Cities around the Unites States began depending on electricity by the 1920’s, but rural farmland still depended on candlelight and kerosene for daily life. By 1935, President Roosevelt signed an executive order which began the Rural Electrification Administration (REA), with the goal to expand electricity into rural America.
Established, investor-owned electric utilities had no interest in using funds from the REA to expand service into rural America. The challenges and infrastructure required to expand electricity to farms, often miles apart, didn’t make financial sense. Farmers knew electricity would change their lives, so they combined to form electric cooperatives. The electric cooperatives applied for REA funding, which funded the expansion of rural electricity in America.
Now, the National Rural Electric Cooperative Association provides resources for over 900 electric cooperatives in America. While electric cooperatives are diverse, they follow the same seven cooperative principles:
- Open and Voluntary Membership
- Democratic Member Control
- Member’s Economic Participation
- Autonomy and Independence
- Education, Training and Information
- Cooperation Among Cooperatives
- Concern for Community
Electric Cooperatives now power over 5.5 million rural energy consumers. While resources for rural energy have expanded, many challenges remain. Rural areas, often in remote locations, must stay prepared for weather situations and outages. While other cooperatives will assist in the event of an extreme outage, they may not be close by. Cloverland Electric Cooperative in Dafter, Michigan has overcome this challenge by working closely with local emergency management and law enforcement to keep members safe in outage situations. Relationships with first responders have benefited all 34,000 cooperative members.

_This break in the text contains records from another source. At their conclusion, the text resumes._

Issue #1265, opened 2026-05-07
[DOCS][Process] amend Status flip carve-out to permit workload addition when promoting spec-only ops


lcy-seso:
## Context

Issue #1249 (PR #1264) implements the real `LerpTensorFwdOp` by promoting its manifest entry from `status: spec-only` to `status: implemented`. The Status flip carve-out (see `docs/design/manifest-trust-model.md`, formalized in PR #1258) currently restricts manifest edits in code-side PRs to `status` and `source.kernel_map` only.

In practice, promoting a `spec-only` entry to `implemented` *requires* adding `workloads`, because `tests/test_ops_manifest.py::test_every_op_has_at_least_two_workloads` enforces a non-empty `workloads` list for any op whose `status != spec-only`. PR #1264's CI surfaced this contradiction: the carve-out forbids workload changes, yet the test forces them.

## Proposal

Amend the carve-out rule text in `docs/design/manifest-trust-model.md` (and any mirrored skill / agent docs) to permit `workloads` additions when — and only when — the same PR flips `status: spec-only` → `status: implemented`. Keep the existing prohibition on workload edits to ops that were already `implemented` before the PR.

## Acceptance criteria

- [ ] Carve-out section explicitly lists `workloads` as an allowed field when promoting `spec-only` → `implemented`.
- [ ] Wording makes clear this exception does NOT extend to other status transitions or to ops already at `implemented`.
- [ ] Cross-referenced from `docs/design/trust-model.md` if that doc summarizes the carve-out.

## Out of scope

- Workload edits to already-implemented ops (separate manifest-only PR).
- Signature / shape_rules / roofline edits (still forbidden in code PRs).

lcy-seso:
Resolved by #1271 (squash-merged into testbed at fd74984).

PR #1271, opened 2026-05-07
[Doc][Process] permit workloads addition on spec-only -> implemented promotion

lcy-seso:
Closes tile-ai/TileOPs#1265

## Summary

- Amend `.claude/rules/manifest-trust-model.md` to enumerate `workloads` as an allowed field when a single PR flips an op's `status` from `spec-only` to `implemented`.
- Make explicit that the carve-out does NOT extend to `implemented -> spec-only` transitions or to ops already at `implemented`; `workloads` edits remain forbidden in those cases.
- Cross-reference the carve-out from `docs/design/trust-model.md` so the design summary stays consistent with the authoritative rules file.

## Test plan

- [x] Carve-out section explicitly lists `workloads` as an allowed field when promoting `spec-only` to `implemented`.
- [x] Wording makes clear this exception does not extend to other status transitions or to ops already at `implemented`.
- [x] Cross-referenced from `docs/design/trust-model.md`.
- [x] `make lint` (pre-commit run --all-files) passed.

### DIFF
--- a/.claude/rules/manifest-trust-model.md
+++ b/.claude/rules/manifest-trust-model.md
@@ -5,22 +5,12 @@
 
 ## Status flip carve-out
 
-An implementation PR (the one that aligns op code with the manifest) MAY touch the manifest entry of the op being aligned, but ONLY within the metadata fields enumerated below. Contractual fields stay frozen and require a separate manifest-only PR with human review.
+An implementation PR may edit the aligned op's manifest entry only at:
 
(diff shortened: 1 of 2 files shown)


Ibuki-wind (approved):
Nightshift autonomous review: HEAD f3e4799, CI green, all 3 ACs met. Round-2 commit further tightens the carve-out wording per agent-doc brevity standard. Approving for squash-merge into testbed.

PR #1417, opened 2026-05-11
[Fix][Skills] make review-tileops / resolve-tileops scripts cwd-independent

lcy-seso:
## Summary

Four skill scripts (review-tileops/loop.sh, resolve-tileops/preflight.sh, round-pre.sh, round-post.sh) computed REPO_PATH via `git worktree list --porcelain | head -n 1 | sed ...`. Two latent bugs converged in this pattern:

1. **cwd-dependence**: `git worktree list` operates on the git repo of cwd. If the script was invoked via absolute path from outside the repo, the command had no repo to inspect and exited 128.
2. **SIGPIPE under `set -o pipefail`**: in a checkout with multiple worktrees, `head -n 1` closes the pipe after one line. Upstream `git worktree list` then receives SIGPIPE and exits 141. `pipefail` propagates that exit code, so the `||` branch fired "not in a git repo" even when called from a valid worktree.

The shipped fix replaces the pipe entirely with `git rev-parse --git-common-dir`, which returns the `.git` directory of the main worktree as a single value (no pipe, no SIGPIPE risk, no multi-line parse). The main worktree path is its parent directory. `git -C "$SKILL_DIR"` anchors the command to the repo containing the script, removing the cwd dependence in the same step.

The error message is retuned to `cannot resolve repo root from $SKILL_DIR=...` so the next debugger sees the actual resolution target rather than the misleading "not in a git repo" hint.

## Test plan

- [x] `bash .claude/skills/review-tileops/loop.sh non-numeric` from inside the main checkout — passes REPO_PATH resolution, stops at PR-arg validation.
- [x] Same call via absolute path from `/tmp` (outside any repo) — also passes REPO_PATH resolution.
- [x] Same call from inside a linked worktree — REPO_PATH resolves to the main checkout, not the worktree.
- [x] Same three checks applied to resolve-tileops/preflight.sh, round-pre.sh, round-post.sh.

### DIFF
--- a/.claude/skills/resolve-tileops/preflight.sh
+++ b/.claude/skills/resolve-tileops/preflight.sh
@@ -20,14 +20,15 @@ REPO="tile-ai/TileOPs"
 command -v gh >/dev/null 2>&1 || { echo "preflight: missing gh" >&2; exit 1; }
 command -v jq >/dev/null 2>&1 || { echo "preflight: missing jq" >&2; exit 1; }
 
+SKILL_DIR="$(cd "$(dirname "${BASH_SOURCE[0]}")" && pwd)"
 # Anchor state to the main checkout's `.foundry/runs/`, not cwd. When
 # invoked from a linked worktree (e.g. via foundry pipeline HANDOFF),
 # `--show-toplevel` returns the worktree path; using it would scatter
 # resolve state across worktrees. `git worktree list --porcelain 2>/dev/null`
 # always emits the main worktree first, so its leading entry is the
 # main checkout regardless of which worktree we run from.
-REPO_PATH="$(git worktree list --porcelain 2>/dev/null | head -n 1 | sed 's/^worktree //')" \
-  || { echo "preflight: not in a git repo" >&2; exit 1; }
+REPO_PATH="$(git -C "$SKILL_DIR" worktree list --porcelain 2>/dev/null | head -n 1 | sed 's/^worktree //')" \
+  || { echo "preflight: cannot resolve repo root from \$SKILL_DIR=$SKILL_DIR" >&2; exit 1; }
 
 # Round 2+ fast path: an existing run dir's meta.json already pins this PR.
 META=""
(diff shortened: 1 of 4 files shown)


.claude/skills/resolve-tileops/preflight.sh
```diff
@@ -20,14 +20,15 @@ REPO="tile-ai/TileOPs"
...
+SKILL_DIR="$(cd "$(dirname "${BASH_SOURCE[0]}")" && pwd)"
 # Anchor state to the main checkout's `.foundry/runs/`, not cwd. When
 # invoked from a linked worktree (e.g. via foundry pipeline HANDOFF),
 # `--show-toplevel` returns the worktree path; using it would scatter
 # resolve state across worktrees. `git worktree list --porcelain 2>/dev/null`
 # always emits the main worktree first, so its leading entry is the
 # main checkout regardless of which worktree we run from.
-REPO_PATH="$(git worktree list --porcelain 2>/dev/null | head -n 1 | sed 's/^worktree //')" \
-  || { echo "preflight: not in a git repo" >&2; exit 1; }
+REPO_PATH="$(git -C "$SKILL_DIR" worktree list --porcelain 2>/dev/null | head -n 1 | sed 's/^worktree //')" \
```
Ibuki-wind: This REPO_PATH probe still fails under `set -o pipefail` in a checkout with multiple worktrees: `head -n 1` can make `git worktree list` exit 141, so the absolute-path smoke test still dies here. → Drop `head` and consume the full stream (for example `sed -n '1s/^worktree //p'`), and apply the same pipefail-safe pattern to the other three REPO_PATH assignments.

Ibuki-wind (changes requested):
### Overall
The cwd-independent path resolution is still not pipefail-safe, so these scripts can still fail before they reach PR validation in a multi-worktree checkout.

.claude/skills/resolve-tileops/preflight.sh
lcy-seso: Adopted. Replaced `git worktree list | head` with `git rev-parse --git-common-dir` across all four scripts. See `53a6377`.

Ibuki-wind (changes requested):
### Overall
The code fix now looks correct, but the PR description still documents the old `git -C "$SKILL_DIR" worktree list ...` approach instead of the shipped `git rev-parse --git-common-dir` implementation, so the review metadata is stale.

### Cross-cutting concerns
- Update the Summary and Test plan to match `53a6377`'s final behavior. The current body still describes the earlier pipe-based fix and its old failure mode.
- Trim the follow-up thread reply to outcome-only per the approval gate; the current reply includes commit narration and verification detail.

Ibuki-wind (approved):
Clean — no issues.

Additional challenges for member-owned cooperatives are the increase in energy demand with the expansion of clean-energy regulations and the rise of electric vehicles. While clean-energy and electric vehicles have great benefits, they also provide great demand on the energy grid. Improving infrastructure to meet new energy demands is a costly challenge for electric cooperatives that may not have access to the same financial backbone as an investor-owned utility.
Rural energy keeps America powered. Facing the demands of energy grid and new technology, electric cooperatives will continue the mission of providing energy to rural Americans, while learning to provide a bright future in clean-energy.